Guru, Kiranagi, and Nagabhushan introduce a nonsymmetric similarity measure for objects (patterns) that are defined by interval type data features. In the computations, each feature is taken as a separate similarity dimension. The overall similarity between two objects (in the paper it is referred to as “mutual similarity value”) is obtained by adding their similarities to each other (two vectors) using the triangular law of addition. The object-by-object similarity matrix is used for the implementation of a single-link type agglomerative clustering algorithm.

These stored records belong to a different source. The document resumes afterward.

PR #913, opened 2025-05-20
Draft: Language overhall 

sjcobb2022:
Hi,

This PR begins refactoring the language module to use `vim.lsp.config` instead of `lspconfig`.

The primary motivation is to explore new design patterns for how the API could be structured. Currently, this is only implemented for the `nix` language.

### Design 1

```nix
lspConfigurations =
  mapAttrsToList (
    name: value:
      ''vim.lsp.config["${name}"] = vim.tbl_deep_extend("force", lspconfig.${name}, ${toLuaObject value})''
  )
  (filterAttrs (n: _: n != "*") cfg.servers);

globalConfiguration =
  mapAttrsToList (
    name: value:
      ''vim.lsp.config["${name}"] = ${toLuaObject value}''
  )
  (filterAttrs (n: _: n == "*") cfg.servers);
```

```nix
vim.luaConfigRC.lsp-servers = entryAfter ["lspconfig"] ''
  ${concatLines globalConfiguration}
  ${concatLines lspConfigurations}
  vim.lsp.enable(${toLuaObject (filter (name: name != "*") (attrNames enabledServers))});
'';
```

### Design 2

```nix
# Configure each language separately
vim.luaConfigRC.lspconfig-${languageName} = let
  configuredLspConfigs = map (
    name:
      ''vim.lsp.config["${name}"] = vim.tbl_deep_extend("force", lspconfig.${name}, vim.lsp.config["${name}"])''
  ) (attrNames cfg.lsp.servers);
in
  entryAfter ["lspconfig" "lsp-servers"] ''
    ${concatLines configuredLspConfigs}
  '';
```

### Design 3

Simplify the API entirely by removing support for custom LSP configs in individual language modules. Instead, all configuration would be done through `vim.lsp.servers`, allowing Nix to handle merging automatically.

### DIFF
--- a/lib/languages.nix
+++ b/lib/languages.nix
@@ -1,9 +1,13 @@
 {lib}: let
   inherit (builtins) isString getAttr;
   inherit (lib.options) mkOption;
-  inherit (lib.types) listOf bool str submodule attrsOf anything either nullOr;
+  inherit (lib.strings) concatStringsSep;
+  inherit (lib.types) listOf bool str submodule attrsOf anything either nullOr oneOf enum;
+  inherit (lib.attrsets) attrNames;
   inherit (lib.nvim.attrsets) mapListToAttrs;
   inherit (lib.nvim.types) luaInline;
+  inherit (lib.lists) isList;
+  inherit (lib) genAttrs recursiveUpdate;
 in {
   # TODO: remove
   diagnosticsToLua = {
@@ -33,6 +37,18 @@ in {
       type = bool;
       description = "Turn on ${desc} for enabled languages by default";
     };
+
+  # resolveLspOptions
+  # servers: AttrsOf lspOptions
+  # selected: AttrsOf lspOptions | List of string keys from servers
+  # Returns: AttrsOf lspOptions
+  resolveLspOptions = {
+    servers,
+    selected,
+  }:
+    if isList selected
+    then genAttrs selected (name: servers.${name})
+    else selected;
 
   lspOptions = submodule {
     freeformType = attrsOf anything;
@@ -77,4 +93,27 @@ in {
       };
     };
   };
+
+  mkLspOption = {servers, ...} @ args: let
+    serverNames = attrNames servers;
+    defaultAttrs = {
+      type = oneOf [
+        (attrsOf lib.nvim.languages.lspOptions)
+        (listOf (enum serverNames))
+      ];
+      description = ''
+        Either a full set of selected LSP options as an attribute set,
+        or a list of server names from: ${concatStringsSep ", " serverNames}.
+      '';
+      default = {};
+      example = {
+        clangd = {
+          filetypes = ["c"];
+          root_markers = ["CMakeLists.txt"];
+        };
+      };
+    };
+    cleanedArgs = removeAttrs args ["servers"];
+  in
+    mkOption (recursiveUpdate defaultAttrs cleanedArgs);
 }
--- a/modules/neovim/init/lsp.nix
+++ b/modules/neovim/init/lsp.nix
@@ -18,11 +18,35 @@
 
   lspConfigurations =
     mapAttrsToList (
-      name: value: ''
-        vim.lsp.config["${name}"] = ${toLuaObject value}
-      ''
+      # TODO: Determine the best thing to do about merging in lspconfig
+      name: value:
+      /*
+      lua
+      */
+      ''vim.lsp.config["${name}"] = ${toLuaObject value}''
     )
     cfg.servers;
+
+  # Approach 1:
+  # Create function perhaps called mkLspConfig
+  # mkLspConfig servers;
+  # that expands to something like
+  # vim.lsp.servers = cfg.lsp.servers......
+  # vim.luaConfigRC.lspconfigMerge = entryAfter ["lsp-servers"] ''vim.lsp.config["${name}"] = vim.tbl_deep_extend("force", lspconfig.${name}, vim.lsp.config["${name}"])''
+
+
+  # Approach 2:
+  # lspConfigurations =
+  #   mapAttrsToList (
+  #     name: value: ''vim.lsp.config["${name}"] = vim.tbl_deep_extend("force", lspconfig.${name}, ${toLuaObject value})''
+  #   )
+  #   (filterAttrs (n: _: n != "*") cfg.servers);
+  # Then also need to configure global * settings
+  # globalConfiguration =
+  #   mapAttrsToList (
+  #     name: value: ''vim.lsp.config["${name}"] = ${toLuaObject value}''
+  #   )
+  #   (filterAttrs (n: _: n == "*") cfg.servers);
 
   enabledServers = filterAttrs (_: u: u.enable) cfg.servers;
 in {
@@ -81,13 +105,18 @@ in {
     }
 
     (mkIf (cfg.servers != {}) {
-      vim.luaConfigRC.lsp-servers = entryAnywhere ''
-        -- Individual LSP configurations managed by nvf.
-        ${concatLines lspConfigurations}
+      vim.luaConfigRC.lsp-servers =
+        entryAnywhere
+         # Or entryAfter ["lspconfig"] if we go with the second approach
+        /*
+        lua
+        */
+        ''
+          ${concatLines lspConfigurations}
 
-        -- Enable configured LSPs explicitly
-        vim.lsp.enable(${toLuaObject (filter (name: name != "*") (attrNames enabledServers))})
-      '';
+          -- Enable configured LSPs explicitly
+          vim.lsp.enable(${toLuaObject (filter (name: name != "*") (attrNames enabledServers))});
+        '';
     })
   ];
 }
--- a/modules/plugins/languages/nix.nix
+++ b/modules/plugins/languages/nix.nix
@@ -2,99 +2,54 @@
   config,
   pkgs,
   lib,
-  inputs,
   ...
 }: let
   inherit (builtins) attrNames;
   inherit (lib) concatStringsSep;
+  inherit (lib.generators) mkLuaInline;
   inherit (lib.meta) getExe;
   inherit (lib.options) mkEnableOption mkOption;
   inherit (lib.modules) mkIf mkMerge;
   inherit (lib.lists) isList;
-  inherit (lib.strings) optionalString;
-  inherit (lib.types) anything attrsOf enum either listOf nullOr package str oneOf;
+  inherit (lib.types) enum package;
   inherit (lib.nvim.types) mkGrammarOption diagnostics;
-  inherit (lib.nvim.lua) expToLua toLuaObject;
-  inherit (lib.nvim.languages) lspOptions;
+  inherit (lib.nvim.lua) expToLua;
+  inherit (lib.nvim.languages) resolveLspOptions mkLspOption;
 
   cfg = config.vim.languages.nix;
 
-  useFormat = "on_attach = default_on_attach";
-  noFormat = "on_attach = attach_keymaps";
-
-  defaultServer = "nil";
   packageToCmd = package: defaultCmd:
     if isList package
     then expToLua package
     else ''{"${package}/bin/${defaultCmd}"}'';
+
+  formattingCmd = lib.mkIf (cfg.format.enable && cfg.lsp.enable) {
+    formatting = lib.mkMerge [
+      (lib.mkIf (cfg.format.type == "alejandra") {
+        command = ["${cfg.format.package}/bin/alejandra" "--quiet"];
+      })
+      (lib.mkIf (cfg.format.type == "nixfmt") {
+        command = ["${cfg.format.package}/bin/nixfmt"];
+      })
+    ];
+  };
+
+  defaultServers = ["nil_ls"]
   servers = {
-    nil = {
-      package = inputs.nil.packages.${pkgs.stdenv.system}.nil;
-      internalFormatter = true;
-      # lspConfig = ''
-        # lspconfig.nil_ls.setup{
-        #   capabilities = capabilities,
-        # ${
-        #   if cfg.format.enable
-        #   then useFormat
-        #   else noFormat
-        # },
-        #   cmd = ${packageToCmd cfg.lsp.package "nil"},
-        # ${optionalString cfg.format.enable ''
-        #   settings = {
-        #     ["nil"] = {
-        #   ${optionalString (cfg.format.type == "alejandra")
-        #     ''
-        #       formatting = {
-        #         command = {"${cfg.format.package}/bin/alejandra", "--quiet"},
-        #       },
-        #     ''}
-        #   ${optionalString (cfg.format.type == "nixfmt")
-        #     ''
-        #       formatting = {
-        #         command = {"${cfg.format.package}/bin/nixfmt"},
-        #       },
-        #     ''}
-        #     },
-        #   },
-        # ''}
-        # }
-      # '';
+    nil_ls = {
+      enable = true;
+      cmd = ["${pkgs.nil}/bin/nil"];
+      settings = {
+        nil = formattingCmd;
+      };
     };
 
     nixd = {
-      package = pkgs.nixd;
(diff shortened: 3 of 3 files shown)


horriblename:
Note that we're delaying the language overhaul until after 25.05 is released, to prevent further breakage to users on nixpkgs-stable

We have talked about this before and the current plan is to just remove customization from language modules (design 3), though it's not set in stone yet.

NotAShelf:
25.05 is coming soon, so it is best that we discuss this soon. Keep in mind that

1. language modules should not rely on lspconfig
2. API breakage should be as minimal as possible
3. we want full customizability to the degree that it is possible

I'm a little too busy and too occupied right now to think about this *right now*, but I am also glad there is initiative. If all goes well I can provide a review and some guidance this friday.

sjcobb2022:
Discussion point for Friday:

> language modules should not rely on lspconfig

Does this means that we should never mention lspconfig in `modules/nvim/init/lsp.nix`? Or does it mean that it shouldn't be in the language module (which it already is not in this branch)

If it is the latter, then I think we already have a pretty good solution for this:

```nix
''vim.lsp.config["${name}"] = vim.tbl_deep_extend("force", lspconfig.${name}, vim.lsp.config["${name}"])''
```

This implies 2 things:
- the name of the lsp server should match that in lspconfig
- lspconfig.${name} should always exist if it is present.
    - could be easily solved with a little bit of inline lua logic.

> Brain dump comment
> The matching names is a little hard as we cannot verify this in our code. Perhaps a janky, and perhaps uncoventional, solution would be to rely on lspconfig as a non-flake input, and map the files in the git repo to a list of supported lsp names.

horriblename:
> and we rely more heavily on lib.getExe to ensure that we are running the correct packages.

we can't, `clang-tools` doesn't have a mainProgram, neither does haskell LSP. (for good reason)

if we were to add a "package" option, it needs to accept string path as well

> This raises the issues however that our own configuration could cause code breaks with newer LSP package versions

what do you mean by this?

horriblename:
on the point of name conflicts with lspconfig: the easiest solution would be to prefix "nvf_" to lsp names, I'm not sure I like the idea, but this does come with the benefit of being obviously distinct from lspconfig, therefore avoiding user confusion as to where the config comes from (realistically, this is most people)

sjcobb2022:
> if we were to add a "package" option, it needs to accept string path as well

That could work

> what do you mean by this?

I mean if the LSP changes how the function (e.g. depracates or removes a --stdio flag or something) we would break the 

> on the point of name conflicts with lspconfig: the easiest solution would be to prefix "nvf_" to lsp names, I'm not sure I like the idea, but this does come with the benefit of being obviously distinct from lspconfig, therefore avoiding user confusion as to where the config comes from

If we were to do this, we would need a separate mechanism to merge lspconfig configurations into our own configurations. At the moment, by matching the lspconfig names we get the configs merged in automatically.


There are 2 approaches that we can go for imo:
- Configure everything ourselves and no longer rely on lspconfig at all (most likely end up basing our own config on lspconfig)
- Still rely on lspconfig and maintain naming conventions with lspconfig and benefit from the auto-merging of configs.

sjcobb2022:
I believe my previous comment is slightly misleading

e.g. "The issue with matching lspconfig lsp names to our own is still present, however this could be managed by hand."

The issue is that we have no "proper" mapping. Ideally I think we should maintain a mapping of language lsp configs to java lsp configs

horriblename:
> I mean if the LSP changes how the function (e.g. depracates or removes a --stdio flag or something) we would break the
Not really much of a concern, if upstream changes something we simply update our option





> There are 2 approaches that we can go for imo:
> 
>     * Configure everything ourselves and no longer rely on lspconfig at all (most likely end up basing our own config on lspconfig)
> 
>     * Still rely on lspconfig and maintain naming conventions with lspconfig and benefit from the auto-merging of configs.

The plan is to not use lspconfig in language modules (this is what NotAShelf means by "language modules should not rely on lspconfig")

though I don't remember why we came to that decision. @NotAShelf if you could remind me why please

sjcobb2022:
This current branch already removes lspconfig totally from language modules, but still requires lspconfig to be active so that the lspconfig lua can automatically merge it's predefined configs.

e.g.

```lua
-- LSPCONFIG section
local lspconfig = require('lspconfig')  -- pulls in lspconfig opts

-- LSPSERVERS section
vim.lsp.enable(....) -- all of these now have merged in configs
```

horriblename:
and that's depending on lspconfig. What we meant is language modules should work even if lspconfig is not installed. Basically this means copying configs from lspconfig to our language module

sjcobb2022:
gotcha, that makes sense

NotAShelf:
Sorry for not returning to you earlier, I was quite tired yesterday after work.

> After some further testing, for whatever reason I got into my head that lspconfig did not automatically merge configs (it does). I believe that I previously had the wrong name for the lspconfig (nills instead of nil_ls) which caused the merged lspconfig to not be present. This means that we can keep the existing vim.lsp.servers api and init without having to change anything.

We do not need to rely on lspconfig to merge conflicts. As mentioned before, I'd like to drop our dependency on lspconfig entirely; it's a wrapper around the Neovim's own APIs to "generate" the configs, which is the exact role nvf fulfils. lspconfig adds unnecessary overhead, we can handle Nix -> Lua instead of doing Nix -> Lua (lspconfig) -> Lua (vim.lsp). I think `vim.lsp.servers` is flexible enough for what we are trying to do. We can add a conformant `.settings` or `.options` submodule to each language module that handles conversion to `vim.lsp.servers` in our module system. This would also make configuring frictionless.

> At the moment the cmds are formatted in a way that if you wanted to override a package you would need to rewrite the entire command. I don't think that should necessarily be the responsibility of the user.

> Perhaps an additional package field as well, and we rely more heavily on lib.getExe to ensure that we are running the correct packages.

One interesting idea would be to use `lib.getExe'` and specify the binary name. If the user wishes to override the package, then they would be responsible for providing an output with the same name. This is also added complexity however, so I'm open to alternatives. Maybe separating command and arguments would work.

sjcobb2022:
@horriblename in that case I don't really see a reason to split the config into separate files then (other than for code clarity).

We are already separated by language so it makes sense to leave it like that.

horriblename:
that's fine as well (for now), long term I want to find a way to reduce the code duplication in js and friends, but not necessary for this rework.

lib/languages.nix
```diff
@@ -62,7 +62,7 @@ in {
       };
 
       cmd = mkOption {
-        type = nullOr (listOf str);
+        type = nullOr (listOf (oneOf [str luaInline]));
```
horriblename: pretty sure it should be

```
nullOr (either luaInline (listOf str)) 
```

modules/plugins/languages/astro.nix
```diff
@@ -12,25 +12,46 @@
...
+                local stat = vim.loop.fs_stat(typescript_path)
+                if stat and stat.type == 'directory' then
+                  return typescript_path .. '/lib'
+                end
+              end
+              return '''
+            end
+
+            if config.init_options and config.init_options.typescript and not config.init_options.typescript.tsdk then
+              config.init_options.typescript.tsdk = get_typescript_server_path(config.root_dir)
```
horriblename: is init_pptions and init_options.typescript possibly nil here?

if guaranteed not nil, why the check in the previous line?

if not guaranteed, a table should be created first (or use vim.tbl_extend)

lib/languages.nix
sjcobb2022: I made it like this so we could do 
```nix
[
   (lib.getExe package)
   mkLuaInline "some_function()"
]
```

But I totally see that `nullOr (either luaInline (listOf str))` would be a preferred api

modules/plugins/languages/astro.nix
sjcobb2022: Copied from nvim lspconfig, will do some testing.

sjcobb2022:
@horriblename @NotAShelf After looking through the lspconfig repo more carefully, there are a lot of utility functions that we would need to replicate here.

Since nvim-lspconfig project has more visibility and contributors, it makes sense to delegate the responsibility of maintaining sane defaults to them.

If these are not your thoughts, then I will add a util lua section and duplicate nvim-lspconfig utils.

sjcobb2022:
> @horriblename @NotAShelf After looking through the lspconfig repo more carefully, there are a lot of utility functions that we would need to replicate here.
> 
> Since nvim-lspconfig project has more visibility and contributors, it makes sense to delegate the responsibility of maintaining sane defaults to them.
> 
> If these are not your thoughts, then I will add a util lua section and duplicate nvim-lspconfig utils.

Bump on this

horriblename:
I don't mind keeping lspconfig honestly

NotAShelf:
Thanks for the ping, Github decided I shouldn't get notifs on my own repo for some reason...

I'm honestly more in favor of dropping lspconfig, but if it's going to be a hassle then it can be kept. Such is Neovim...

willcl-ark:
I have removed nvim-lspconfig before (in my native Lua nvim config) and from what I remember the primary util that I felt I wanted to replicate was their more advanced `root_file`-finding logic, i.e.: https://github.com/neovim/nvim-lspconfig/blob/77d3fdfb3554632c7a3b101ded643d422de7626f/lua/lspconfig/util.lua#L27-L78

The others I was just fine without. I've since removed the root util too, and tbh been fine without it. @sjcobb2022 did you have other utils in particular you thought looked necessary?

Personally I'd also slightly lean towards preferring to remove nvim-lspconfig, relying on pass-through to the native setup. If the (nvim) native root-finding is deficient for purpose then ideally I'd hope a fix would come from upstream nvim, rather than requiring an entire new plugin for a util or two.

All that said, I'm not doing the work here; I'm just glad someone is. So thanks!

sjcobb2022:
I might just port over the util and build from there.

sjcobb2022:
Converted modules:

40 / 43 (including #962)

- [x] asm.nix
- [x] astro.nix
- [x] bash.nix
- [x] \*clang.nix
- [x] clojure.nix
- [x] \*csharp.nix
- [x] \*css.nix
- [x] \*cue.nix
- [x] dart.nix
- [x] elixir.nix
- [x] \*fsharp.nix
- [x] gleam.nix
- [x] \*go.nix
- [x] haskell.nix
- [x] hcl.nix
- [x] helm.nix
- [x] html.nix (nothing to do)
- [x] java.nix
- [x] julia.nix
- [x] kotlin.nix
- [x] lua.nix
- [x] markdown.nix
- [x] nim.nix
- [x] nix.nix
- [x] nu.nix
- [x] ocaml.nix
- [x] odin.nix
- [x] php.nix
- [x] python.nix
- [x] r.nix
- [x] ruby.nix
- [ ] rust.nix
- [ ] scala.nix
- [x] sql.nix
- [x] svelte.nix
- [x] tailwind.nix
- [x] terraform.nix
- [ ] ts.nix
- [x] typst.nix
- [x] vala.nix
- [x] wgsl.nix
- [x] yaml.nix
- [x] zig.nix

\* in #962

horriblename:
do you need help with those? to speed up the process

sjcobb2022:
If you would like to convert a few modules that would be great, but not necessary. I have just been doing these when I get a bit of time in the evenings. If you want this merged in sooner rather than later, any and all contributions would be welcome

horriblename:
great, I'll try to do a few when I get time

horriblename:
I added a few languages in #962, I'll keep updating your list as I go

sjcobb2022:
Added java and julia

sjcobb2022:
3 more to go!

These are the 3 more complicated ones imo which is why i saved them for last

horriblename:
we can skip rust and scala - those are managed by their own plugins, and while they deserve a bit of a rework themselves, they're not using `vim.lsp.config` directly, so we can save those for their own dedicated PRs.

I have the typescript one ready to go, and with this, we covered all languages. :tada: 

The remaining work needed is to add deprecation warnings/errors. I haven't decided what exactly to do with the removed options yet so I'll look into that and get back to you in a bit

thanks for the great work so far!

horriblename:
I can add in the missing deprecation warnings in #962, in the meantime, @NotAShelf this PR is ready for review

NotAShelf:
Awesome, thank you both. I'm going to review this when I'm back from work tomorrow, please remind meif I do end up forgetting.

configuration.nix
```diff
@@ -82,7 +82,8 @@ isMaximal: {
       dart.enable = false;
       ocaml.enable = false;
       elixir.enable = false;
-      haskell.enable = false;
+      haskell.enable = true;
+      hcl.enable = true;
```
NotAShelf: Please keep those disabled. `configuration.nix` dictates the servers enabled for the default packages, and Haskell toolchain is too large to be pulling for the default package.

modules/plugins/languages/asm.nix
```diff
@@ -20,12 +32,11 @@ in {
...
-
-      package = mkOption {
-        type = package;
-        default = pkgs.asm-lsp;
-        description = "asm-lsp package";
+      enable = mkEnableOption "Assembly LSP support" // {default = config.vim.lsp.enable;};
+      servers = mkOption {
+        description = "Assembly LSP server to use";
+        type = listOf (enum (attrNames servers));
+        default = defaultServers;
```
NotAShelf: Please keep the ordering as

```
2. type
2. default
3. (optional) example
4. description
```

NotAShelf (changes requested):
Looks good to me overall. I've left two comments on site, but here are two additional notes:

1. This is a massive breaking change. We are completely refactoring how language servers are configured, and I believe it should be fully documented. Please include a changelog entry as well as a highlight in the breaking changes section. The `lsp.server` options have been changed.
2. Please handle the renamed options with `mkRenamedOptionModule`. It is a horrible experience for the users otherewise.

As a sidenote/nit please order mkOption arguments as in my comment. Everything else LGTM.

horriblename:
> Please handle the renamed options with mkRenamedOptionModule. It is a horrible experience for the users otherewise.

I'm doing that in #962 keep in mind though, that `package` options can't be coerced into our `cmd` options so those are `mkRemovedOptionModule`'d.

modules/plugins/languages/asm.nix
sjcobb2022: done [e0cd56f](https://github.com/NotAShelf/nvf/pull/913/commits/e0cd56f39e218546d8258bd838754e06df64d792)

configuration.nix
sjcobb2022: done [a42d6ac](https://github.com/NotAShelf/nvf/pull/913/commits/a42d6ac69aeee101f12b99a2486e386a0fa8bd2a)

sjcobb2022:
I think waiting for @horriblename to complete #962 with the completions and then we are good to go.

Should we merge #962 into this?

NotAShelf:
As previously discussed with @horriblename, I've rebased this on v0.8--which is our "branch-out" ref. It'll be used as a staging area for our changes until we are absolutely positive that everything is stable, and then it will be merged into main. That said, thank you for everything. I'm going to merge this in the morning after a final review, but I'm positive I can handle any remaining chages myself as I have some time to spare. Once this is merged, we can rebase #962 and merge it on top. That should be *almost* everything for v0.8, with the last remaining change being to migrating to the new documentation utility.

sjcobb2022:
Awesome sauce, thanks @NotAShelf

Soliprem:
o.O there's some failing CI

Soliprem:
@NotAShelf there's build failures for docs-manpages, hyperlinks and typos

Soliprem:
the typo one is useless, however, because it's just words we need to add to the regex. The other two I'm still parsing

Soliprem:
the other two are caused by julia.lsp.servers. Honestly can't quite see what's wrong with it at first glance, though

NotAShelf:
*This* is why you don't use Python for critical utilities. Incredible error reporting.

```
#opt-vim.languages.julia.lsp.package
```

The above value was used whereas it should *probably* have been package*s*.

The authors assess their approach using three different data sets, and show that it is effective. They also compare their results with that of five other methods that use various similarity measures. Based on these experimental observations, the authors state that their approach is superior, due to reasons such as computational efficiency and no need for a user provided input parameter. However, note that, with small data sets--for example eight objects and five data futures of the “fats and oils data” used in the experiments--and with the computational power of today’s computers, the efficiency cannot be a concern. Scalability of the effectiveness in large data sets needs further investigation.
Another nonsymmetric similarity measure, the cover coefficient concept [1], is introduced for clustering textual databases. It employs the document word frequencies as the data features. Although the data feature types are different, both similarity measures are comparable (but not identical): with some imagination, computations of the measures can conceptually be mapped to each other.